“The Captain” rolls into its second episode with the story of how Derek Jeter had matured and was ready to become the catalyst to the reemergence of a proud franchise. Behind the hazel eyes and boyish good looks, he opens up about how he took the mantle of team leader.
“I’m very loyal as a person and a player,” Jeter said. “But loyalty one way is stupidity. When I feel like you’re trying to take advantage of me I’m done.”
He braced for the real chance of being demoted had it not been for an injury to his predecessor Tony Fernandez which he says is the only reason he wasn’t optioned to Columbus to start the 1995 season.
“In 1995 my name was the subject of a lot of trade rumors,” Jeter, who was Minor League Player of the Year at the time, recalls. “My manager Billy Evers called me and told me to splash some water on my face and come to his room early in the morning and tell me congratulations you’re going to the big leagues.”
He wasn’t active for the playoffs but was in the dugout for the 1995 American League Division Series which they lost to the Seattle Mariners. By 1996, Jeter was front and center as the leadoff hitter and solidified them as a championship team. He, Bernie Williams, Jorge Posada, and Andy Petite were blossoming into cornerstones of a dynasty and the stage was a perfect hit for him.
Jeter arrived with Joe Torre as the new manager after the Yankees cleaned house in the front office and installed Bob Watson as the team’s new general manager. Jeter felt pressure and thought he was heading back to Columbus until the incumbent shortstop Tony Fernandez broke his arm two weeks before spring training ended.
“I always loved playing in front of people, period,” Jeter said. “I don’t care if you were a scout or a fan. I felt like I was performing and the more people the better. It gave me a chance to show off. Everybody’s watching now, right!”

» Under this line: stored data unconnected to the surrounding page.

PR #440, opened 2025-09-10
fix(kafkaconnect): resolve secondary deserializer schema extraction for non-GSR data

rohanmurthy:
### Problem
The `AWSKafkaAvroConverter` was incorrectly attempting to extract schemas from all data using GSR metadata, even for data that should be handled by secondary deserializers (e.g., Confluent Schema Registry data). This caused failures when processing non-GSR data with the error:

```
GlueSchemaRegistryIncompatibleDataException: Data is not compatible with schema registry size: X
```

### Root Cause
The `toConnectData()` method unconditionally called `getSchemaDefinition()` on the raw byte array, bypassing the secondary deserializer routing logic that correctly handled deserialization but not schema extraction.

### Solution
- Add conditional logic to detect data type using `canDeserialize()`
- Route schema extraction based on data source:
  - **GSR data**: Extract schema from registry metadata (existing behavior)
  - **Secondary deserializer data**: Extract schema from deserialized Avro object
- Maintain full backward compatibility for existing GSR users

### Changes
- **Modified**: `AWSKafkaAvroConverter.toConnectData()` - Updated to use conditional schema extraction
- **Added**: `extractAvroSchema()` - Main routing logic for schema extraction
- **Added**: `extractSchemaFromAvroObject()` - Extracts schema from GenericRecord/SpecificRecord
- **Added**: Comprehensive unit tests covering both GSR and secondary deserializer paths
- **Added**: Integration tests with real Avro objects

### Testing
- ✅ All existing tests pass (backward compatibility verified)
- ✅ New tests cover GSR data path, secondary deserializer path, and error scenarios
- ✅ Integration tests verify end-to-end functionality

### Breaking Changes
None - this is a bug fix that maintains full backward compatibility.

Fixes secondary deserializer functionality for Kafka Connect users migrating from other schema registries.

### DIFF
--- a/avro-kafkaconnect-converter/src/test/java/com/amazonaws/services/schemaregistry/kafkaconnect/AWSKafkaAvroConverterTest.java
+++ b/avro-kafkaconnect-converter/src/test/java/com/amazonaws/services/schemaregistry/kafkaconnect/AWSKafkaAvroConverterTest.java
@@ -227,6 +227,35 @@ public class AWSKafkaAvroConverterTest {
     }
 
     /**
+     * Test that the fix for secondary deserializer schema extraction works with GSR data.
+     * This ensures backward compatibility is maintained.
+     */
+    @Test
+    void testConverter_toConnectData_GSRData_BackwardCompatibility() {
+        Struct expected = createStructRecord();
+        String avroSchemaDefinition = avroData.fromConnectSchema(expected.schema()).toString();
+        Object avroData = this.avroData.fromConnectData(expected.schema(), expected);
+
+        AWSKafkaAvroSerializer awsKafkaAvroSerializer = createSerializer(avroSchemaDefinition, schemaVersionIdForTesting);
+        AWSKafkaAvroDeserializer awsKafkaAvroDeserializer = createDeserializer(avroData, genericBytes, avroSchemaDefinition);
+        
+        // Mock canDeserialize to return true for GSR data
+        when(awsKafkaAvroDeserializer.getGlueSchemaRegistryDeserializationFacade().canDeserialize(genericBytes))
+                .thenReturn(true);
+        
+        converter = new AWSKafkaAvroConverter(awsKafkaAvroSerializer, awsKafkaAvroDeserializer, this.avroData);
+
+        byte[] serializedData = converter.fromConnectData(testTopic, expected.schema(), expected);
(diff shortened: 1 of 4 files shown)


avro-kafkaconnect-converter/src/test/java/com/amazonaws/services/schemaregistry/kafkaconnect/AWSKafkaAvroConverterTest.java
```diff
@@ -266,7 +295,7 @@ private AWSKafkaAvroDeserializer createDeserializer(Object record,
                 .build();
 
         when(glueSchemaRegistryDeserializationFacade.deserialize(awsDeserializerInput)).thenReturn(record);
-        when(glueSchemaRegistryDeserializationFacade.getSchemaDefinition(bytes)).thenReturn(schemaDefinition);
+        when(glueSchemaRegistryDeserializationFacade.getSchemaDefinition(eq(bytes))).thenReturn(schemaDefinition);
```
blacktooth, line 298: Why do we have to change this?

blacktooth (approved):

avro-kafkaconnect-converter/src/test/java/com/amazonaws/services/schemaregistry/kafkaconnect/AWSKafkaAvroConverterTest.java
knoxy5467: @rohanmurthy @blacktooth can we resolve this so we can determine if we are going to merge this?

rohanmurthy: My change adds a new test (`testConverter_toConnectData_GSRData_BackwardCompatibility`) that mocks the same method (`getSchemaDefinition()`) using the `eq()` argument matcher. When multiple mock setups exist for the same method, Mockito requires ALL setups to use explicit argument matchers. You cannot mix raw parameters with matchers. Since the new test uses `eq(genericBytes)`, this existing setup must also use `eq(bytes)` instead of the raw bytes parameter.

`eq(bytes)` makes it clear that we're doing exact byte array equality matching, improving test readability and maintainability. If additional mock setups are added later with different matchers (like `any()`, `argThat()`, etc.), this setup won't break due to matcher inconsistency.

After the first World Series victory in 1996, Jeter became “King of New York” and was the toast of every borough, especially The Bronx and Manhattan. Within 36 months of bringing a championship to the Bronx, Jeter was the A-list celebrity whose moves were being chronicled by Page 6. His entourage included hip hop icons such as Sean “P. Diddy” Combs, and Spike Lee who were as enamored by his talent as he was to be around them.
Jeter talks openly about his discipline and focus and how Don Mattingly taught him how to be a professional on the field. However, it was Darryl Strawberry, who had his problems navigating his social life as the young player with the New York Mets, who became his off-field mentor that gave him knowledge of a night life griot who blew his chances for the Hall Of Fame by making moves off field that diluted his play on it.
The complicated relationship with Alex Rodriguez is exposed and Jeter candidly explains how their relationship went from good friends to past tense. The Yankees were a championship team while A-Rod was a myth because he was playing in Seattle where many fans on the east coast never saw him play on TV because of the time zone difference.
That Jeter was photographed for the cover of Sports Illustrated posing with his arms around the neck of Rodriguez contributed to this narrative that their friendship was eroding. A-Rod’s blunt comments about being a better player than Jeter also helped fracture ties between the two generational shortstops, especially after Jeter led the Yankees to two World Series in three years, but most experts still branded the Mariners phenom as the best player.